Activity:
When you spot the word "user" in a line of the data below, copy that line.

Dataset entries:
# # # # #
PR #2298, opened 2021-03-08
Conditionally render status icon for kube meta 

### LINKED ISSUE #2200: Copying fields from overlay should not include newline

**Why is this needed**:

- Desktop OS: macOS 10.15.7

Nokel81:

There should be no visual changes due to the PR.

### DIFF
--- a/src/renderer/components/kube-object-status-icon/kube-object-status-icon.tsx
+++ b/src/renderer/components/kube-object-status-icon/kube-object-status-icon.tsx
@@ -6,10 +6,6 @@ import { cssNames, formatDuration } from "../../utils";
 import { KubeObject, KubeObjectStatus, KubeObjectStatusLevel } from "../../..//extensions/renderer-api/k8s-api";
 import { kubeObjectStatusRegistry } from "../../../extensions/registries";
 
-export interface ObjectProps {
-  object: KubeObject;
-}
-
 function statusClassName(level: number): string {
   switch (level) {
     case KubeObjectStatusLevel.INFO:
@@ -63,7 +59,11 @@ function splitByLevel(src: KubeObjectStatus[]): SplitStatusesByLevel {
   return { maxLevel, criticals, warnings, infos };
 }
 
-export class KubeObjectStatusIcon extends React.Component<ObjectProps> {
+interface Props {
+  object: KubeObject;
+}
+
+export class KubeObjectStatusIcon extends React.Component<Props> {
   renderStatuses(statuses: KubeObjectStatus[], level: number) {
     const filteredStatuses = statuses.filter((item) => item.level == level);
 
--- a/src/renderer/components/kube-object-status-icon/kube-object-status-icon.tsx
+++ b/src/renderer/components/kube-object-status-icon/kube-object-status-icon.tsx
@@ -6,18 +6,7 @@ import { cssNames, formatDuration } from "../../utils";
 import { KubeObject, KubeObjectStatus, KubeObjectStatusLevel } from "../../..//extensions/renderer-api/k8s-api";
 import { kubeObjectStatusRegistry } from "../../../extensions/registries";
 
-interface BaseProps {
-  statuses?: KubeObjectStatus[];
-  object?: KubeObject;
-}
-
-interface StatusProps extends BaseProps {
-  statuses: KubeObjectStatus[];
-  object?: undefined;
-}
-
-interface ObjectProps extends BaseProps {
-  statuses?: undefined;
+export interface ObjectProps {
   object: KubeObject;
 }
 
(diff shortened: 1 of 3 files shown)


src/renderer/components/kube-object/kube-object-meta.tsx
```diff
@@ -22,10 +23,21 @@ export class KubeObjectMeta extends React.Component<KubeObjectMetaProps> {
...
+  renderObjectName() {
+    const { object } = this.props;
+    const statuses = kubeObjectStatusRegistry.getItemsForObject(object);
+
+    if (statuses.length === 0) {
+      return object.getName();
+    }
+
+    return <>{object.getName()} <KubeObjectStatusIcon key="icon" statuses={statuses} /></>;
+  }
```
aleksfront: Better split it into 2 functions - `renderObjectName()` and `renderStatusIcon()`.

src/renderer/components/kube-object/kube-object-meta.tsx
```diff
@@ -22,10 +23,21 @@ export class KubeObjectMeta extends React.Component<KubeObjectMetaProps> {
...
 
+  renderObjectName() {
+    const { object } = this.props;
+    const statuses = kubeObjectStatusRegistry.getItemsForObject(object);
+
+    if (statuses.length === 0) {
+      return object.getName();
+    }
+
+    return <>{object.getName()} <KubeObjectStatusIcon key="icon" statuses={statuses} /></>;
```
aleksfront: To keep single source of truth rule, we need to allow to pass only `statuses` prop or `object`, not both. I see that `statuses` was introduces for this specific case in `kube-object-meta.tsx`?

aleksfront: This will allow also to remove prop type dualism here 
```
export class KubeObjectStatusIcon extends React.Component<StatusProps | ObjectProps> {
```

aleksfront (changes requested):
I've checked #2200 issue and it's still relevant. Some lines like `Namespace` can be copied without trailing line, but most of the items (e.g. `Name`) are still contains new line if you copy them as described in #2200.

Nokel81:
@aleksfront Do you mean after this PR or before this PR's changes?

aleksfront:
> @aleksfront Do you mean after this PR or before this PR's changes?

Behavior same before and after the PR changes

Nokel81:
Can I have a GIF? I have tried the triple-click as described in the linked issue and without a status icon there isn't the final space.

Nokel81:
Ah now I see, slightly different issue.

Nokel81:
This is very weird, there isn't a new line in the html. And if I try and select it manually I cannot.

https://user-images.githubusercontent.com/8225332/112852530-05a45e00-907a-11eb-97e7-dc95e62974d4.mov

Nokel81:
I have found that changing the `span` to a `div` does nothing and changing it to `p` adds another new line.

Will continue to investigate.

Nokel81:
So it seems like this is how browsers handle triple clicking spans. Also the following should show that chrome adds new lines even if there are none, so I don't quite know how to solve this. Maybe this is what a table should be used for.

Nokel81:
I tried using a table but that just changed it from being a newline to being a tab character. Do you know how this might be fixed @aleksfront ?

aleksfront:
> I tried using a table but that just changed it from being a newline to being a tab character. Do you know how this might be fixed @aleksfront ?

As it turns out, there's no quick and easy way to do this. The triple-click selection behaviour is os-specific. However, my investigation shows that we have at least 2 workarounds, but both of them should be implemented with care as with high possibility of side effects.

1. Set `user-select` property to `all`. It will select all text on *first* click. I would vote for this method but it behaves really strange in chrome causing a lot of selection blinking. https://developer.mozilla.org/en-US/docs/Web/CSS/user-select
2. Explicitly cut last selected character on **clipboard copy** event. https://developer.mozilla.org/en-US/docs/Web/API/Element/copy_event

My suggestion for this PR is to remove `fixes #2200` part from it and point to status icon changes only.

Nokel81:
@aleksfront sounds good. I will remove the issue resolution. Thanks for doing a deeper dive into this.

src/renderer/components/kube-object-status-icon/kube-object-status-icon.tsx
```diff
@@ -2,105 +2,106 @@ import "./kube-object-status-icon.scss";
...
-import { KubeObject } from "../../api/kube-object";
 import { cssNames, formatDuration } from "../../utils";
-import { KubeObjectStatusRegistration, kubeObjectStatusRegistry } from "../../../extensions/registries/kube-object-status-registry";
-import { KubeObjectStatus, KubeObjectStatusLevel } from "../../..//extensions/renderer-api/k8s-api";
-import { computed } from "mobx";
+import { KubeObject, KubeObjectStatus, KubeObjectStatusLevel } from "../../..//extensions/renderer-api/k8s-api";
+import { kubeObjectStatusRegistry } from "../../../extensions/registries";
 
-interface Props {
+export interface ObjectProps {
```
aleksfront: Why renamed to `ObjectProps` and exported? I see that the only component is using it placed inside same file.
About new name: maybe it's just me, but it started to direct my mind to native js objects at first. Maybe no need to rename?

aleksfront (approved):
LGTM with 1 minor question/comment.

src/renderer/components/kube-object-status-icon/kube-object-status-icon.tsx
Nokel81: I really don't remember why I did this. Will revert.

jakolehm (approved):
# # # # #
Solution for this problem:
https://user-images.githubusercontent.com/8225332/112852530-05a45e00-907a-11eb-97e7-dc95e62974d4.mov
1. Set `user-select` property to `all`. It will select all text on *first* click. I would vote for this method but it behaves really strange in chrome causing a lot of selection blinking. https://developer.mozilla.org/en-US/docs/Web/CSS/user-select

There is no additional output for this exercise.